Планше развел руками. Часов ни у него, ни у Гримо, даже у мушкетеров, не было. Небольшие, луковичкой или бонбоньеркой, усыпанные драгоценными камнями часы на золотых цепочках уже входили в моду при дворе, но стоили баснословно дорого, а время показывали приблизительное, особенно если много ходить или, не дай Бог, скакать на лошади. Их приходилось непрерывно сверять с гиревыми напольными или, еще лучше, с башенными часами.
– Недалеко от Компьена есть аббатство. Там звонят и к вечерней молитве, и к утренней, – сказал Арамис.
– Не слышно… – ответил Гримо.
Планше уточнил:
– Если ветер в нашу сторону, что-то уловить можно…
– Будем считать на один обход четверть часа, – подвел итог маленькой конференции по вопросам точного времени Атос. – Дальше, Планше.
– Еще мы обнаружили, что ночью в замке светится только одно окно. В правой угловой башне. Но, мсье лейтенант, оно на третьем этаже. А вы сами говорили, что старуха… я хотел сказать королева… не любит спускаться по лестницам. Кой черт мог ее занести на третий этаж?
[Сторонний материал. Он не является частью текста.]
PR #1140, opened 2024-01-18
[BUGFIX] Fix displaying pages for images in grid view

beatrycze-volk:
Previously instead of page numbers were displayed ' - '.
page

### DIFF
--- a/Classes/Controller/AbstractController.php
+++ b/Classes/Controller/AbstractController.php
@@ -329,6 +329,7 @@ abstract class AbstractController extends ActionController implements LoggerAwar
      * @param PaginatorInterface $paginator
      * @return array
      */
+    //TODO: clean this function
     protected function buildSimplePagination(PaginationInterface $pagination, PaginatorInterface $paginator): array
     {
         $firstPage = $pagination->getFirstPageNumber();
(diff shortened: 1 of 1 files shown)


sebastian-meyer:
I think that's not a bug, but a feature. There is a difference between `page` and `pagination`:

`page` is the image number, always an unique integer starting with 1 and continuously counted. In METS it's the value of the `@ORDER` attribute.

`pagination` is the page number as it is printed on the book. This can be any integer, string or even missing. It also isn't necessarily unique. In METS it's the value of the `@ORDERLABEL` attribute.

So my guess is, that the grid view is supposed to show the *page* numbers and displays "-" for pages which don't have one. Your change will now show the *image* number instead (which is fine for me, but I am not sure if this is intended).

sebastian-meyer (dismissed):
From a technical point of view this is fine! But please verify that this change really is intentional (see above).

csidirop:
Can we both selectable in the backend? I think there is a lot of scope here for how you would like something like this to be displayed.

beatrycze-volk:
> I think that's not a bug, but a feature. There is a difference between `page` and `pagination`:
> 
> `page` is the image number, always an unique integer starting with 1 and continuously counted. In METS it's the value of the `@ORDER` attribute.
> 
> `pagination` is the page number as it is printed on the book. This can be any integer, string or even missing. It also isn't necessarily unique. In METS it's the value of the `@ORDERLABEL` attribute.
> 
Oh, then shouldn't be this somehow passed to the people which are working on those systems? I have got error report about not working pages (https://www.digas.sachsen.de/werkansicht?tx_dlf%5Bdouble%5D=0&tx_dlf%5Bid%5D=7391&tx_dlf%5Bpage%5D=1&tx_dlf%5Bpagegrid%5D=1&cHash=8c785d23d941f7d0ea8f7bb872f4ff26, https://www.digas.sachsen.de/digas/LfULG_EB02521-00053306/LfULG_EB02521-00053306_mets.xml). Indeed order labels are used:

```
<mets:div ID="PHYS_0001" ORDER="1" ORDERLABEL=" - " TYPE="page">
  <mets:fptr FILEID="FILE_0001_FULLTEXT"/>
   ..
  <mets:fptr FILEID="FILE_0001_ORIGINAL"/>
</mets:div>
```

> So my guess is, that the grid view is supposed to show the _page_ numbers and displays "-" for pages which don't have one. Your change will now show the _image_ number instead (which is fine for me, but I am not sure if this is intended).

After your explanation I'm also not sure if it is intended.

Мушкетеры задумались. Действительно, престарелая Мария Медичи не терпела лестниц. Даже в своем Люксембургском дворце она жила на первом этаже, из-за чего приходилось топить на ее половине все камины, чтобы прогонять сырость, идущую из парка. С другой стороны, именно она обычно засиживалась за полночь, читала или писала письма.